Start of RECORDS FOR THIS EXERCISE

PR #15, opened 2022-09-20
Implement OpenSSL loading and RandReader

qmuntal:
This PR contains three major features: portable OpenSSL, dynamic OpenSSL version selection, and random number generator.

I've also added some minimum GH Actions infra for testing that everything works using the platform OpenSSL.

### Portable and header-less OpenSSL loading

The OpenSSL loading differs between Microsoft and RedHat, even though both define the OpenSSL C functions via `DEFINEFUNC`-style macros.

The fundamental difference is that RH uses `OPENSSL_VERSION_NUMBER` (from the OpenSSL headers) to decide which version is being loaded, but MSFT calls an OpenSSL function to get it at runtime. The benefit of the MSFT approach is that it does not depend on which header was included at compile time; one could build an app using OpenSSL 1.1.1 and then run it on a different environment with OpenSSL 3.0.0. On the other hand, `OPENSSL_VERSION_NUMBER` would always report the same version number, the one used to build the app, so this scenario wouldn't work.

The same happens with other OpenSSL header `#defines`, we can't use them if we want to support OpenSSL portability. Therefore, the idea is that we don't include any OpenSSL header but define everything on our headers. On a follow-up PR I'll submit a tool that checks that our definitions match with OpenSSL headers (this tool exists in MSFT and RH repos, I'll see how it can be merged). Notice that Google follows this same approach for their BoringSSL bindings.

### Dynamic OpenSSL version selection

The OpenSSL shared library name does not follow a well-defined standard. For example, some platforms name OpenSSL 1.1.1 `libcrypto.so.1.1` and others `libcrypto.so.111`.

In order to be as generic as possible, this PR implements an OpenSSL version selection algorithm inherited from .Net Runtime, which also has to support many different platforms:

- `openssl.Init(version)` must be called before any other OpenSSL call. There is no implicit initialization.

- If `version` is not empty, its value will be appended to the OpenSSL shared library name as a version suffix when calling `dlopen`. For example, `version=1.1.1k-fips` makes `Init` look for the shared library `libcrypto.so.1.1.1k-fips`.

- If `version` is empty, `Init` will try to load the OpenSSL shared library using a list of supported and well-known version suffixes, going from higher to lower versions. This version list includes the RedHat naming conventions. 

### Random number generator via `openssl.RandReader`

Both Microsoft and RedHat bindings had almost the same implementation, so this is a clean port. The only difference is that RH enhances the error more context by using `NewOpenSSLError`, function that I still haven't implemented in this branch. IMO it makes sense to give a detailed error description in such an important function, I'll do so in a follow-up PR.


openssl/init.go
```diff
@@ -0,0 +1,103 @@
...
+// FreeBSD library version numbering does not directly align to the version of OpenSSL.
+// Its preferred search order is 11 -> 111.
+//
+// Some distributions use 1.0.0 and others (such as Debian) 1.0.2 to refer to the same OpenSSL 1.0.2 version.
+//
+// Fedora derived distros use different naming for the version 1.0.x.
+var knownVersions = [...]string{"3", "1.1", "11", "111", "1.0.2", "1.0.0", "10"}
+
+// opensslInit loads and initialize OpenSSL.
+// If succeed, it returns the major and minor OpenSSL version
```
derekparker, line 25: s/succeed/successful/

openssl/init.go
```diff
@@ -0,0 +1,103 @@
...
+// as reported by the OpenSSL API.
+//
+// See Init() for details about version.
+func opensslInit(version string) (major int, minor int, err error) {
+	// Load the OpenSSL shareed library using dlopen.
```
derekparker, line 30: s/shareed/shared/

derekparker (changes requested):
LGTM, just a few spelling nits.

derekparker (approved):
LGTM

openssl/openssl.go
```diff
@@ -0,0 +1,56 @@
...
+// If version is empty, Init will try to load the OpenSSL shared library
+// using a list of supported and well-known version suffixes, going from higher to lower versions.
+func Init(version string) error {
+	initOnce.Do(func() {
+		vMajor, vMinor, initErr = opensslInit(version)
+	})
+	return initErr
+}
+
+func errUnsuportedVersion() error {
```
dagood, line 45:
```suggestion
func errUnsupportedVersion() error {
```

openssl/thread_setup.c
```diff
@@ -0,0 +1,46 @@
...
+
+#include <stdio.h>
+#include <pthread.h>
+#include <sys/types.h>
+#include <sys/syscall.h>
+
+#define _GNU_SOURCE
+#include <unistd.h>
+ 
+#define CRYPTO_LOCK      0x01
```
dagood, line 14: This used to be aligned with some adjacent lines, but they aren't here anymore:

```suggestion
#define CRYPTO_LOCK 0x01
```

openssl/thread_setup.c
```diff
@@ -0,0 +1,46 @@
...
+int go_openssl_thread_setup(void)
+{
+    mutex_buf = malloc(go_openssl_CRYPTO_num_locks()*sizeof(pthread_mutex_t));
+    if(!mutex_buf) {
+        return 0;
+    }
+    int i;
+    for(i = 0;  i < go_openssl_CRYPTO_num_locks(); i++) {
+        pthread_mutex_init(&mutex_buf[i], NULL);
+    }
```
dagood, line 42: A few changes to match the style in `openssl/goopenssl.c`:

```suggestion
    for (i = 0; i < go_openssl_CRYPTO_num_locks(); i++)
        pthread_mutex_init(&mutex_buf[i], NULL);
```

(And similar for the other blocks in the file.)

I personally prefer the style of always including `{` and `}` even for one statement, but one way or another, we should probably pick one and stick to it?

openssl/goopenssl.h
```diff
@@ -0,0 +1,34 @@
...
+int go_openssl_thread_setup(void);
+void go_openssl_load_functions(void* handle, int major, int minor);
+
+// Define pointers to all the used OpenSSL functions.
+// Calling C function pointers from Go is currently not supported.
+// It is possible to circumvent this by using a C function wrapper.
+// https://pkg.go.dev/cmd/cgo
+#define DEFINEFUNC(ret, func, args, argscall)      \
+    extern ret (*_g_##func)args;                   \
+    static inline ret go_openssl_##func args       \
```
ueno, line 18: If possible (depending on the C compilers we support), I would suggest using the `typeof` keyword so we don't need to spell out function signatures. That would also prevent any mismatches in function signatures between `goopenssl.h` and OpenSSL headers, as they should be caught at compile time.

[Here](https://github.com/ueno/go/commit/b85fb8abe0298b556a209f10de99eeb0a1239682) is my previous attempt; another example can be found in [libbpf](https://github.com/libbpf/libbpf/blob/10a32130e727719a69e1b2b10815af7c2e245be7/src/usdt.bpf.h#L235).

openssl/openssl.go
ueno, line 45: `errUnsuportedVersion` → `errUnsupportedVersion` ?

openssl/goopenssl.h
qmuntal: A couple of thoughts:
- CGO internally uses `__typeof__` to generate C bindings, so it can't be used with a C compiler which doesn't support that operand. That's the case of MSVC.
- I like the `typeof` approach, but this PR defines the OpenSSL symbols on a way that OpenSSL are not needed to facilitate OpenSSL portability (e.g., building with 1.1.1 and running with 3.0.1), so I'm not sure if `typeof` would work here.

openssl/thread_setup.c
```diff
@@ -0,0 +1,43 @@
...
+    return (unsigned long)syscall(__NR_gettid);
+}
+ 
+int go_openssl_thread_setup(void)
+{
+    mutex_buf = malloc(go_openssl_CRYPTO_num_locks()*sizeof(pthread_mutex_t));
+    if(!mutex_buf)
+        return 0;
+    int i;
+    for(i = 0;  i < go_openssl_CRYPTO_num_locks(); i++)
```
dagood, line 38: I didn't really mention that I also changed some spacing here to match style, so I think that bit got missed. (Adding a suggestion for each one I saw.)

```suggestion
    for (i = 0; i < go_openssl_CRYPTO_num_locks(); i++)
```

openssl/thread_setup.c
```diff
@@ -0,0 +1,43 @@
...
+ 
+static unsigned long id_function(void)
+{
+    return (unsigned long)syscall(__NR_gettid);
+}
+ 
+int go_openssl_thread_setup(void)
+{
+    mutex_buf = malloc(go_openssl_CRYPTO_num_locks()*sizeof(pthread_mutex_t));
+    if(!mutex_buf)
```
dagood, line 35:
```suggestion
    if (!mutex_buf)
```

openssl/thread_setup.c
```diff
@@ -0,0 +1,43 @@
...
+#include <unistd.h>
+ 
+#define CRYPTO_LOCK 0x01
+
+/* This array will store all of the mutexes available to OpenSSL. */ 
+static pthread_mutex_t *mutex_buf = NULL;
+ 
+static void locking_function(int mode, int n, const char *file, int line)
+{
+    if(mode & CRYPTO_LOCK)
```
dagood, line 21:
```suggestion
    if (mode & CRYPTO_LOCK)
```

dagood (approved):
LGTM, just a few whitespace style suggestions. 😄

End of RECORDS FOR THIS EXERCISE
Start of RECORDS FOR THIS EXERCISE

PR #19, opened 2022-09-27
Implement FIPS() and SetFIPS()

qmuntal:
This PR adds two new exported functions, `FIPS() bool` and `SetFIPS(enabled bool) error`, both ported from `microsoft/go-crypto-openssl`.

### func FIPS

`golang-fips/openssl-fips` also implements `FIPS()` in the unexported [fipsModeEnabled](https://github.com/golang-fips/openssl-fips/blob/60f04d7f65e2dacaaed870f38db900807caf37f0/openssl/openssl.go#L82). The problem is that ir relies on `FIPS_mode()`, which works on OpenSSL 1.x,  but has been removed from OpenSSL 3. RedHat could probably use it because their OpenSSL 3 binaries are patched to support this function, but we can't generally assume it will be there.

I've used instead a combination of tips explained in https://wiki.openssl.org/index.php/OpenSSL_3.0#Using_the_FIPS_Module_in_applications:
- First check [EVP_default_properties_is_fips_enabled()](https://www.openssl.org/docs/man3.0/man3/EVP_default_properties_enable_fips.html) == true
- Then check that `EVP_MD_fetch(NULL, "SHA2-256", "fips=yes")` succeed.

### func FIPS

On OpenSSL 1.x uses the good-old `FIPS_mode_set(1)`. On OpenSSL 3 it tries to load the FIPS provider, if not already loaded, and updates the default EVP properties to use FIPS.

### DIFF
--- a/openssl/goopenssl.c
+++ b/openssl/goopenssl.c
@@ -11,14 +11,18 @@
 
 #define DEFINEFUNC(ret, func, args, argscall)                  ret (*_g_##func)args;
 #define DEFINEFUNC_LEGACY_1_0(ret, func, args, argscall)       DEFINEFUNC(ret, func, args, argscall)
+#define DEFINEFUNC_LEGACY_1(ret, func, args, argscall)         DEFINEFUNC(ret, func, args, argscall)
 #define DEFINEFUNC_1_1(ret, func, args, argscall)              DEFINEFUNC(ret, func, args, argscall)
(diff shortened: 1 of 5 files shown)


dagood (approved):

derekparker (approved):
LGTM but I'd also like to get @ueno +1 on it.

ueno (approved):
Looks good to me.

End of RECORDS FOR THIS EXERCISE
Start of RECORDS FOR THIS EXERCISE

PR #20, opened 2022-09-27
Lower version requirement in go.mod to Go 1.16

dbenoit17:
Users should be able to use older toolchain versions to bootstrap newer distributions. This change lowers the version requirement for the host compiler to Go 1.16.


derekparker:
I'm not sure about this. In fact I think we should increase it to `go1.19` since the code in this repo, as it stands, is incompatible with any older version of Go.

End of RECORDS FOR THIS EXERCISE

» WORK ITEM
Take the listing above and repeat exactly the lines from the one containing "PR #15, opened 2022-09-20" through the one containing "### Portable and header-less OpenSSL loading", both included.

» EXERCISE SOLUTION
PR #15, opened 2022-09-20
Implement OpenSSL loading and RandReader

qmuntal:
This PR contains three major features: portable OpenSSL, dynamic OpenSSL version selection, and random number generator.

I've also added some minimum GH Actions infra for testing that everything works using the platform OpenSSL.

### Portable and header-less OpenSSL loading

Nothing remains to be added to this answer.